Al hacerlo, se logra transgredir la línea de la vida y convertir una despedida en un registro que supera la barrera de los años y ayuda a trascender a sus protagonistas, tal como lo enunciaba Lucía en Las Cinephilas (María Álvarez, 2017) al declarar que el miedo a la muerte se evapora cuando sabes que tu vida será recordada.
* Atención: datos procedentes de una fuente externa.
PR #11, opened 2021-09-29
PP-8443 add subscription persistence

mrlumbu:
Adds migrations and JPA things for event subscriptions.

As agreed we will use a join table to map webhooks to event
types. Ihave modelled inJPA as one to many because I don't think
we will ever care about tracing back from one event type
to see all the webhooks subscribed.
The migration includes the creation of a single event type
(card_payment_captured). This is largely to get things off
the ground and am happy to rename etc.
I have used an enum to model the name of the event type,
and then used some slightly fancy @transient logic to
automatically go from Enum to string and back. This means
we can use nice type safe enum through the business logic
and have it serialised to db correctly.
I have used a Dropwixard DAO test to test persistence layer
logic. I will add full integration test coverage
once resource end of things is done.

### DIFF
--- a/src/main/java/uk/gov/pay/webhooks/eventtype/EventTypeName.java
+++ b/src/main/java/uk/gov/pay/webhooks/eventtype/EventTypeName.java
@@ -1,0 +1,24 @@
+package uk.gov.pay.webhooks.eventtype;
+
+import java.util.stream.Stream;
+
+public enum EventTypeName {
+    CARD_PAYMENT_CAPTURED("card_payment_captured");
+    
+    private final String name;
+    
+    EventTypeName(String name) {
+        this.name = name;
+    }
+
+    public static EventTypeName of(String name) {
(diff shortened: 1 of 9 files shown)


src/main/java/uk/gov/pay/webhooks/eventtype/EventTypeName.java
```diff
@@ -0,0 +1,24 @@
...
+    
+    private final String name;
+    
+    EventTypeName(String name) {
+        this.name = name;
+    }
+
+    public static EventTypeName of(String name) {
+        return Stream.of(EventTypeName.values())
+                .filter(p -> p.getName().equals(name))
```
gidsg, line 16: could we call this `e` or similar to reference what we are filtering?

gidsg (approved):
Don't know much about the hibernate side of things but otherwise this looks good to me 👍

PR #12, opened 2021-09-29
PP-8443 add subscriptions to webhook resource

mrlumbu:
Adds functionality to set webhook subscriptions on
webhook creation, and retrieve subscriptions as part of
webhook.

I have used a webhook service to encapsulate the small
amount of business logic needed to deal with subscriptions.

There is probably more to do on validation, but using
an enum for event type names gets us a lot of the way
there.

### DIFF
--- a/src/main/java/uk/gov/pay/webhooks/eventtype/EventTypeName.java
+++ b/src/main/java/uk/gov/pay/webhooks/eventtype/EventTypeName.java
@@ -1,8 +1,11 @@
 package uk.gov.pay.webhooks.eventtype;
 
+import com.fasterxml.jackson.annotation.JsonProperty;
+
 import java.util.stream.Stream;
 
 public enum EventTypeName {
+    @JsonProperty("card_payment_captured")
     CARD_PAYMENT_CAPTURED("card_payment_captured");
     
     private final String name;
@@ -13,7 +16,7 @@ public enum EventTypeName {
 
     public static EventTypeName of(String name) {
         return Stream.of(EventTypeName.values())
-                .filter(p -> p.getName().equals(name))
+                .filter(n -> n.getName().equals(name))
                 .findFirst()
                 .orElseThrow(IllegalArgumentException::new);
     }
--- a/src/main/java/uk/gov/pay/webhooks/webhook/WebhookService.java
+++ b/src/main/java/uk/gov/pay/webhooks/webhook/WebhookService.java
@@ -1,0 +1,42 @@
+package uk.gov.pay.webhooks.webhook;
+
+import uk.gov.pay.webhooks.eventtype.EventTypeName;
+import uk.gov.pay.webhooks.eventtype.dao.EventTypeDao;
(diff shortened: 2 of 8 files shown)


sfount (approved):
Record proving to be a really clean abstraction, service swapped in at the right amount of complexity, well covered by tests 💯

src/main/java/uk/gov/pay/webhooks/webhook/WebhookService.java
```diff
@@ -0,0 +1,42 @@
...
+    public WebhookService(WebhookDao webhookDao, EventTypeDao eventTypeDao) {
+        this.webhookDao = webhookDao;
+        this.eventTypeDao = eventTypeDao;
+    }
+
+    public WebhookEntity createWebhook(CreateWebhookRequest createWebhookRequest) {
+        var webhookEntity = WebhookEntity.from(createWebhookRequest);
+        if (createWebhookRequest.subscriptions() != null) {
+            List<EventTypeEntity> subscribedEventTypes = createWebhookRequest.subscriptions().stream()
+                    .map(eventTypeName -> eventTypeDao.findByName(eventTypeName))
```
sfount, line 29: We might want to avoid a database query in a map in the future but I think given how rarely this will be called and the theoretical limit to the number of entries in the table this shouldn't an issue

src/main/java/uk/gov/pay/webhooks/eventtype/EventTypeName.java
```diff
@@ -1,8 +1,11 @@
 package uk.gov.pay.webhooks.eventtype;
 
+import com.fasterxml.jackson.annotation.JsonProperty;
+
 import java.util.stream.Stream;
 
 public enum EventTypeName {
+    @JsonProperty("card_payment_captured")
     CARD_PAYMENT_CAPTURED("card_payment_captured");
```
sfount, line 9: Relating to the validation on this PR, it feels a bit fiddly to have an enum with values that are completely unrelated to the underlying database values 
https://github.com/alphagov/pay-webhooks/blob/main/src/main/resources/migrations/0002_create_table_event_types.sql#L10

As the validation will only happen occasionally would it be reasonable to just lookup possible values from the database instead? (These might then also be used to associate the filtered list with the webhook entity)

This might be more complex if the enum is relied on by other parts of the code too.

mrlumbu: Hmm maybe. I quite like the fact that this enum (which is used all the way down from resource to dao) represents the fact that this can only have a limited set of values. e.g. I actually had to delete a test when I introduced it because I could no longer create a certain failure condition. But I agree that the disconnect with the source of truth is a bit annoying. I guess the true way is to have it as an enum in db, although that still wouldn't guarantee sync. When you say the validation will happen occasionally you mean 'every time a webhook is created'. Which isn't 1000s of tx per sec, but is not (or may not be) negligible either. Worth thinking about further

PR #13, opened 2021-09-30
Pp 8475 build and push

mrlumbu:


katstevens:
Might be a bit of a faff to set up, but have we tested that a workflow action on a different repo can't assume the role?

.github/workflows/run-tests.yml
```diff
@@ -27,5 +26,49 @@ jobs:
...
+    needs: build
+    runs-on: ubuntu-latest
+    permissions:
+      id-token: write
+      contents: read
+    steps:
+      - run: sleep 5
+      - name: Fake push
+        run: |
+          export AWS_ROLE_ARN=arn:aws:iam::223851549868:role/github_actions_role
```
sfount, line 63: It might be overkill but I wonder if we include the ARN as a GitHub secret, that way if it does get out there somehow we're not fussed but otherwise it's only available to project contributors.

All of the linked posts and references just include it directly and a brief search doesn't bring up a clear best practice for keeping them hidden (other than favouring templating them in from the thing provisioning them which doesn't apply in this case)

mrlumbu: Yeah probably a good plan. A bit security by obscurity, but given it's not really any  effort might as well.

mrlumbu:
@katstevens evidence: https://github.com/alphagov/pay-dockerfiles/pull/30/checks?check_run_id=3792668264

PR #23, opened 2021-10-28
PP-8496: add PATCH webhook endpoint

gidsg:
Add json patch endpoint at `PATCH /v1/webhook/{externalId}` which supports replace commands for updating fields.

### DIFF
--- a/src/main/java/uk/gov/pay/webhooks/webhook/resource/WebhookResource.java
+++ b/src/main/java/uk/gov/pay/webhooks/webhook/resource/WebhookResource.java
@@ -1,8 +1,12 @@
 package uk.gov.pay.webhooks.webhook.resource;
 
+import com.fasterxml.jackson.databind.JsonNode;
 import io.dropwizard.hibernate.UnitOfWork;
+import uk.gov.pay.webhooks.validations.WebhookRequestValidator;
 import uk.gov.pay.webhooks.webhook.WebhookService;
 import uk.gov.pay.webhooks.webhook.dao.entity.WebhookEntity;
+import uk.gov.service.payments.commons.api.exception.ValidationException;
+import uk.gov.service.payments.commons.model.jsonpatch.JsonPatchRequest;
 
 import javax.inject.Inject;
 import javax.validation.Valid;
@@ -11,6 +15,7 @@ import javax.ws.rs.BadRequestException;
 import javax.ws.rs.Consumes;
 import javax.ws.rs.GET;
 import javax.ws.rs.NotFoundException;
+import javax.ws.rs.PATCH;
 import javax.ws.rs.POST;
 import javax.ws.rs.Path;
 import javax.ws.rs.PathParam;
@@ -18,6 +23,7 @@ import javax.ws.rs.Produces;
 import javax.ws.rs.QueryParam;
 
 import java.util.List;
+import java.util.stream.StreamSupport;
 
 import static javax.ws.rs.core.MediaType.APPLICATION_JSON;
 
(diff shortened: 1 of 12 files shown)


src/test/java/uk/gov/pay/webhooks/webhook/resource/WebhookResourceIT.java
```diff
@@ -52,7 +52,7 @@ public void shouldCreateAndRetrieveAWebhook() {
                 .body("live", is(true))
                 .body("callback_url", is("https://example.com"))
                 .body("description", is("description"))
-                .body("status", is("ACTIVE"))
+                .body("status", is("active"))
```
sfount, line 55: Is this desired behaviour? Any consumers of this will need to be updated (I know there happens to be one in the admin tool, it could easily lower whatever it gets from the backend so its not case sensitive)

sfount: If possible I think I'd recommend not changing the external facing statuses to keep them caps -- I'm sure there are inconsistencies with how other enums are presented on our internal endpoints so don't know if there's any exact truth to point to.

sfount (approved):
A number of questions, code looks good and scenarios well covered 👍

src/test/java/uk/gov/pay/webhooks/webhook/resource/WebhookResourceIT.java
gidsg: @sfount wasn't sure about this either 🤷‍♂️ I did this to match what we do with the event_types e.g. https://github.com/alphagov/pay-webhooks/blob/610fd677c5dd8f7925c9258741e9d4d5b9449dd6/src/main/java/uk/gov/pay/webhooks/eventtype/EventTypeName.java#L9 that said if people prefer all caps for this, that should be simpler and could remove some code.

src/main/java/uk/gov/pay/webhooks/webhook/resource/WebhookResource.java
```diff
@@ -27,10 +33,13 @@
 public class WebhookResource {
     
     private final WebhookService webhookService;
+    private final WebhookRequestValidator requestValidator;
     
     @Inject
-    public WebhookResource(WebhookService webhookService) {
+    public WebhookResource(WebhookService webhookService,
+                           WebhookRequestValidator requestValidator) {
```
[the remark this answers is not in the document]
gidsg: good question, I did this as I based the approach initially on what is done in pay-products e.g. in https://github.com/alphagov/pay-products/blob/63933cadecb98a4a4a2f04bd48d3bd63699b4946/src/main/java/uk/gov/pay/products/resources/ProductResource.java#L51 that said I can try doing this without injection and see if there are any issues.

src/test/java/uk/gov/pay/webhooks/webhook/resource/WebhookResourceIT.java
gidsg: @sfount OK I restored the previous behaviour in f1fd2f8 (done as separate commit so easier to change mind if needed)

src/main/java/uk/gov/pay/webhooks/webhook/resource/WebhookResource.java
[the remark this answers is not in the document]
sfount: Understood 👍 might be good to get people's general perspective on this but I don't think it should be blocking anything

sfount (approved):

src/main/java/uk/gov/pay/webhooks/webhook/resource/WebhookResource.java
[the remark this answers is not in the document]
gidsg: I removed the dependency injection and forced pushed (as it didn't seem to be adding any value). Would you mind re-reviewing @sfount?

sfount (approved):

PR #3309, opened 2025-11-25
chore: ignore content-length and message length mismatches when body content is identical

gouravkrosx:
This pull request introduces improvements to the matching logic for both gRPC and HTTP responses, specifically handling cases where the message or content length differs but the actual content matches. These changes help reduce false negatives during response validation by ignoring length mismatches when the decoded data or body content is identical.

Improvements to response matching logic:

* gRPC matching: If the decoded data matches but the message length differs, the message length mismatch is ignored, and the result is updated to reflect a successful match for message length. This also removes the length difference from the differences map.
* HTTP matching: If the body matches but the `Content-Length` header differs, the mismatch for `Content-Length` is ignored and marked as normal. The code then checks for any remaining header mismatches to determine the final match result.

### DIFF
--- a/pkg/matcher/grpc/match.go
+++ b/pkg/matcher/grpc/match.go
@@ -282,6 +282,22 @@ func Match(tc *models.TestCase, actualResp *models.GrpcResp, noiseConfig map[str
 		Actual:   actualDecodedData,
 	})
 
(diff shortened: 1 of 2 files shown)


kapishupadhyay22 (approved):
LGTM

PR #3388, opened 2025-12-17
feat: exclude delay from test execution time in summary

### LINKED ISSUE #3351: [feature]: remove inclusion of delay time in the test run summary
Currently in the summary it shows like - 

```
 <=========================================> 
  COMPLETE TESTRUN SUMMARY. 
	Total tests: 146
	Total test passed: 122
	Total test failed: 24
	Total time taken: "40.71 s"
```
It will be better if we don't include the application delay provided by the user and just show the test execution time taken by keploy. It will be good if renamed this field as `Total test execution time: `

WillyEverGreen:
Currently, the test summary’s reported execution time includes the user-provided application delay (`--delay` flag), which makes the metric misleading as it also accounts for startup wait time rather than actual test execution.

This PR corrects the timing calculation so that only the real test execution duration is reported.

Closes #3351

- Moved the test execution timer start point to after the application delay
- Renamed the summary label from `Total time taken` to `Total test execution time`
- Updated per-testset summary labels for naming consistency

## Links & References
**Closes:** #3351

- [x] Bug Fix
- [x] Code Refactor

## Added e2e test pipeline?
- [x] No, because the change affects reporting logic only and is covered by existing execution flow

- [x] No, the code is self-explanatory

## Added to documentation?
- [x] No documentation needed

- [x] No, manual verification through existing CLI execution is sufficient

## Self Review done?
- [x] Yes

- NA


WillyEverGreen:

WillyEverGreen:
recheck

WillyEverGreen:
recheck

pkg/service/replay/replay.go
```diff
@@ -898,6 +896,9 @@ func (r *Replayer) RunTestSet(ctx context.Context, testSetID string, testRunID s
 		}
 	}
 
+	// Start timing test execution after application delay
+	startTime := time.Now()
```
officialasishkumar: why this is added?

officialasishkumar: Please remove it

pkg/service/replay/replay.go
```diff
@@ -558,8 +558,6 @@ func (r *Replayer) RunTestSet(ctx context.Context, testSetID string, testRunID s
 	runTestSetCtx = context.WithValue(runTestSetCtx, models.ErrGroupKey, runTestSetErrGrp)
 	runTestSetCtx, runTestSetCtxCancel := context.WithCancel(runTestSetCtx)
 
-	startTime := time.Now()
```
officialasishkumar, line 561: why was this removed? 

please revert this

officialasishkumar:
the pipelines are failing. 

did you test this PR locally?

WillyEverGreen:
Thanks for pointing this out — you're right.

By moving startTime I ended up affecting the execution flow instead of just the reporting logic, which wasn’t the intention. That explains the pipeline failures as well.

I’ll revert the timer change back to its original place and update the summary calculation so the reported execution time excludes the --delay duration without touching the core execution lifecycle. I’ll also run the tests locally before pushing the fix.

PR #3401, opened 2025-12-20
fix: close TOCTOU race in MockManager and add race test

remo-lab:
## Summary of issue
While working on MockManager, I noticed a TOCTOU (time-of-check-time-of-use) race between the getter and setter paths under concurrent access.

GetFilteredMocksByKind and GetUnFilteredMocksByKind read a tree pointer from the internal map under a read lock, release the lock, and then iterate over the tree. At the same time, SetFilteredMocks / SetUnFilteredMocks can replace the entire map, which allows readers to continue using a stale tree pointer. This leads to data races reported by the Go race detector and can cause inconsistent mock reads under concurrency.
## Fix
Added a re-validation step after ensureKindTrees() so that getters prefer the current tree from the map if it was replaced concurrently.

Protected map length reads in SetFilteredMocks and SetUnFilteredMocks with a read lock to avoid concurrent map access races.

This closes the TOCTOU race window while keeping reader concurrency intact.
## Test

Added a small concurrent test that reproduces the race under the Go race detector.
To verify:
`go test ./pkg/agent/proxy -race -run TestMockManager_GetFilteredMocks_Race
`
screenshot of terminal before fix:
Screenshot 2025-12-20 182722
Screenshot 2025-12-20 182614
Screenshot 2025-12-20 182629

screenshot of terminal after fix:
Screenshot 2025-12-20 192220

The test consistently triggers race warnings before the fix and passes cleanly after.

### DIFF
--- a/pkg/agent/proxy/mockmanager.go
+++ b/pkg/agent/proxy/mockmanager.go
@@ -144,12 +144,11 @@ func (m *MockManager) GetFilteredMocksByKind(kind models.Kind) ([]*models.Mock, 
 	
 	if flt == nil {
 		// Tree doesn't exist, create it
-		flt, _ = m.ensureKindTrees(kind)
-		// Re-acquire lock to verify it's still in the map (another goroutine might have replaced the map)
+		_, _ = m.ensureKindTrees(kind)
+		// Unconditionally re-read from map to ensure we use the tree from current map state
+		// (another goroutine might have replaced the map or created the tree)
 		m.treesMu.RLock()
-		if existing := m.filteredByKind[kind]; existing != nil {
-			flt = existing // Use the existing tree if map was replaced
-		}
+		flt = m.filteredByKind[kind]
 		m.treesMu.RUnlock()
 	}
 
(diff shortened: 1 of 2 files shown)


remo-lab:
Hi @gouravkrosx @Sarthak160 @AkashKumar7902 ,
 I’ve opened a PR that fixes a race condition in MockManager around concurrent reads/writes and adds a small race repro test. I’ve also incorporated the feedback from the inline review (simplified the locking and added coverage for the unfiltered path).
Whenever you have some time, I’d really appreciate a look. Thanks a lot!

remo-lab:
Hi @gouravkrosx @Sarthak160 👋 — just a quick note that this PR has been verified by the reviewer,
Please let me know if anything else changes are needed before merging. Thanks!

remo-lab:
Hi @gouravkrosx @Sarthak160 👋 — just a quick note that this PR has been verified by the reviewer,
Please let me know if anything else changes are needed before merging. Thanks!
\

PR #3407, opened 2025-12-23
Add Tcp timeout and Protocol Based MYSQL detection

harshitashankar:
- When running an application with Keploy in record mode, if the application attempts to connect to an external service that is unreachable (e.g., a configuration service, API endpoint, or database), the application crashes or hangs instead of gracefully handling the connection failure. In cases when the unreachable endpoint is not crucial for app startup, app would crash even when it does not need to. 

## Links & References

### 🔗 Related PRs
- NA
### 🐞 Related Issues
- NA
### 📄 Related Documents
- NA

- [ ] 📦 Chore
- [ ] 🍕 Feature
- [ ] 🐞 Bug Fix
- [ ] 📝 Documentation Update
- [ ] 🎨 Style
- [ ] 🧑‍💻 Code Refactor
- [ ] ✅ Test
- [ ] 🔁 CI
- [ ] ⏩ Revert

## Added e2e test pipeline?
- [ ] 👍 yes

- [ ] 👍 yes

## Added to documentation?
- [ ] 📜 README.md
- [ ] 📓 Wiki

- [ ] 👍 yes, mentioned below

## Self Review done?
- [ ] ✅ yes

- NA

**Examples:**

---

## Additional checklist:

### DIFF
--- a/pkg/core/proxy/proxy.go
+++ b/pkg/core/proxy/proxy.go
@@ -24,6 +24,7 @@ import (
 	"go.keploy.io/server/v2/config"
 	"go.keploy.io/server/v2/pkg/core"
 	"go.keploy.io/server/v2/pkg/core/proxy/integrations"
+	mysqlUtils "go.keploy.io/server/v2/pkg/core/proxy/integrations/mysql/utils"
 	pTls "go.keploy.io/server/v2/pkg/core/proxy/tls"
 	"go.keploy.io/server/v2/pkg/core/proxy/util"
 	"go.keploy.io/server/v2/pkg/models"
@@ -65,16 +66,9 @@ type Proxy struct {
 	UDPDNSServer      *dns.Server
 	TCPDNSServer      *dns.Server
 	GlobalPassthrough bool
-	DatabasePorts     []uint32 // ports to treat as MySQL-compatible databases
 }
 
 func New(logger *zap.Logger, info core.DestInfo, opts *config.Config) *Proxy {
-	// Default database ports if not configured
-	databasePorts := opts.DatabasePorts
-	if len(databasePorts) == 0 {
-		databasePorts = []uint32{3306, 4000} // MySQL default port and TiDB default port
-	}
-
 	return &Proxy{
 		logger:            logger,
 		Port:              opts.ProxyPort, // default: 16789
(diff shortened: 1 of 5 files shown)


pkg/core/proxy/proxy.go
```diff
@@ -561,9 +603,11 @@ func (p *Proxy) handleConnection(ctx context.Context, srcConn net.Conn) error {
 
 	} else {
 		if rule.Mode != models.MODE_TEST {
-			dstConn, err = net.Dial("tcp", dstAddr)
+			dstConn, err = net.DialTimeout("tcp", dstAddr, 10*time.Second)
 			if err != nil {
 				utils.LogError(logger, err, "failed to dial the conn to destination server", zap.Uint32("proxy port", p.Port), zap.String("server address", dstAddr))
+				// Send HTTP error response if we've already read an HTTP request
+				p.sendHTTPErrorResponse(srcConn, initialBuf, logger, 500, "Internal Server Error")
```
gouravkrosx: We can’t simply send an HTTP response to the srcConn without knowing whether the client is speaking HTTP, as this can cause an immediate protocol violation. A non-HTTP client (like SSH or a database client) will not understand the response, leading to a connection failure with a cryptic error like “Connection reset by peer” or “Protocol error.”

gouravkrosx:
@harshitashankar Instead of adding an extra port-based check, we should refactor the logic so that we start listening to both the client and the server concurrently. Whichever side sends the first initial buffer can then be used to detect the protocol. Since in MySQL the server sends the first packet, we can inspect that buffer — if it’s MySQL, proceed with the MySQL flow; otherwise, fall back to the generic parser.

pkg/core/proxy/proxy.go
harshitashankar: added a check to only return http error resp if its an http request. can you please check?

harshitashankar:
> @harshitashankar Instead of adding an extra port-based check, we should refactor the logic so that we start listening to both the client and the server concurrently. Whichever side sends the first initial buffer can then be used to detect the protocol. Since in MySQL the server sends the first packet, we can inspect that buffer — if it’s MySQL, proceed with the MySQL flow; otherwise, fall back to the generic parser.

@gouravkrosx implemented. valid for mysql version >4.0

PR #3416, opened 2025-12-25
Prevent double-close panics in mock correlation by making channel closure idempotent

remo-lab:
## Summarry of Issue
This PR addresses a potential double-close of channels in the mock correlation manager during concurrent test unregister and shutdown paths.
Both UnregisterTest() and closeAllChannels() can attempt to close the same Done and mock channels.
Today, this is implicitly prevented by a mutex, which serializes execution and avoids concurrent closes. However, this safety relies entirely on the invariant that all channel closes always happen under the same lock.

This is fragile over time:
- future refactors could introduce new shutdown paths
- async calls or reordered logic could bypass the mutex
- channel close() is not idempotent and panics on second call

If that invariant is ever broken, the code can panic with close of closed channel.

## Test to reproduce:
I added targeted concurrency tests around the mock correlation manager to validate channel lifecycle behavior:
- Tests that confirm the current mutex-based implementation does not panic
- A demonstration test that explicitly shows the close of closed channel panic when synchronization is bypassed
- Stress and multi-test scenarios to exercise unregister and shutdown paths concurrently
These tests document both the existing behavior and the underlying risk.

# screenshot of terminal before fix:
Screenshot 2025-12-25 112108

# screenshot of terminal after fix:
Screenshot 2025-12-25 113917
Screenshot 2025-12-25 113938

## Solution
This PR makes channel closure explicitly safe and idempotent by using sync.Once per test ID:
- Each Done channel and mock channel has its own sync.Once
- Both UnregisterTest() and closeAllChannels() use Once.Do(close)
- All map access remains protected by the existing mutex
- Channel closure happens before map cleanup

This preserves current behavior while removing reliance on implicit locking guarantees.

## Impact
- Prevents close of closed channel panics under concurrent lifecycle events
- Makes channel ownership and lifetime explicit
- Future-proofs the code against refactors and new shutdown paths
- No functional behavior change; minimal overhead

### DIFF
--- a/pkg/service/orchestrator/mock_correlation.go
+++ b/pkg/service/orchestrator/mock_correlation.go
@@ -213,12 +213,18 @@ func (mcm *MockCorrelationManager) closeAllChannels() {
 			doneOnce.Do(func() {
 				close(testCtx.Done)
 			})
+		} else {
+			mcm.logger.Warn("Missing sync.Once for Done channel",
+				zap.String("testID", testID))
 		}
 
 		if mockChOnceExists && mockChExists {
 			mockChOnce.Do(func() {
 				close(mockCh)
 			})
+		} else if mockChExists && !mockChOnceExists {
+			mcm.logger.Warn("Missing sync.Once for mock channel",
+				zap.String("testID", testID))
 		}
 	}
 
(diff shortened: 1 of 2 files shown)


remo-lab:
Hi @Achanandhi-M @amaan-bhati @gouravkrosx  👋
This PR hardens mock channel lifecycle handling by making channel closure idempotent using sync.Once and adds concurrency tests around unregister/shutdown paths to prevent potential double-close panics.
Happy to address any feedback. Thanks!

PR #3424, opened 2025-12-29
fix: redirect docker-compose logs to a file when output is a TTY

gouravkrosx:
This pull request enhances how the application handles output from docker-compose commands, especially when running in a terminal (TTY). It introduces logic to redirect docker-compose logs to a temporary file when appropriate, improving log accessibility and user experience. Additionally, it updates dependencies to support this functionality.

**Improvements to docker-compose command output handling:**

* When executing a docker-compose command and the output is a TTY, the output is now redirected to a temporary log file in the OS-specific temp directory, and the user is informed about how to view these logs live.
* If the output is not a TTY, docker-compose output continues to be sent directly to stdout/stderr, with appropriate debug logging.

A veces podría parecer que el acto de resistencia más innato para el ser humano es justo ese, recordar.
Pero para poder hacerlo debemos perder el miedo de mirar de cerca, observar los detalles y estar siempre presentes para captar cuando las máscaras del otro por fin bajen la guardia; esto es justo lo que logran Erick Stoll y Chase Whiteside en América (2018), un largometraje que sigue la vida de Diego, Rodrigo y Bruno, tres hermanos que se ven obligados a pausar la cotidianidad de su vida para cuidar de su convaleciente abuela paterna.

Una historia que oscila entre el histrionismo y la intimidad; con una protagonista que rompe constantemente la cuarta pared y nos permite ver la vulnerabilidad que la apresa, sin imaginar que al hacerlo está construyendo en torno a sí misma una caótica realidad que nos envuelve como espectadores y nos hace parte de su familia.
A pesar de tener un inicio lleno de tropiezos, donde la narrativa del filme se torna plana por la condescendencia de los directores y la benevolencia sobreactuada de los protagonistas, el documental pronto encuentra un camino mucho más sincero en donde convergen un cúmulo de realidades diferentes; la multiplicidad en las personalidades de los personajes logra dar forma a un retrato en donde las peleas, discusiones y alegrías se convierten en un poderoso discurso sobre la familia.

«América logra tocar fibras muy sensibles en cada espectador, cerrando la enternecedora historia con el único final posible, el pasar de los años y las vidas que terminan su camino»
Los directores de la cinta construyen una historia fracturada que avanza en líneas paralelas, por una de ellas podemos conocer la relación que América tiene con cada uno de sus nietos, llena de variaciones y claroscuros que nos ayudan a entender las personalidades de cada uno; por otra, nos volvemos parte de un discurso mucho más político cuando nos enteramos de la situación que originó todo este filme, un punto de partida que marca el ritmo de la historia: el padre de los tres nietos está en la cárcel, acusado por negligencia en el cuidado de un adulto mayor.
Estas líneas narrativas, que logran confrontarse casi al terminar el documental, se convierten en el gancho para mantener el interés del espectador y retratan una realidad en donde la corrupción permea por las fracturas familiares, somos cómplices de la alegre victoria que representa la liberación de Luis, el hijo de América, un personaje incidental que construye a partir de su ausencia.
Al final, América logra tocar fibras muy sensibles en cada espectador, cerrando la enternecedora historia con el único final posible, el pasar de los años y las vidas que terminan su camino. Un frasco de cenizas, un viaje en coche y una sonrisa llena de melancolía que indudablemente nos hace recordar que los lazos de las familias también se crean a partir de las tristezas, tal como lo aprendimos en Los insólitos peces gato (Claudia Sainte-Luce, 2013).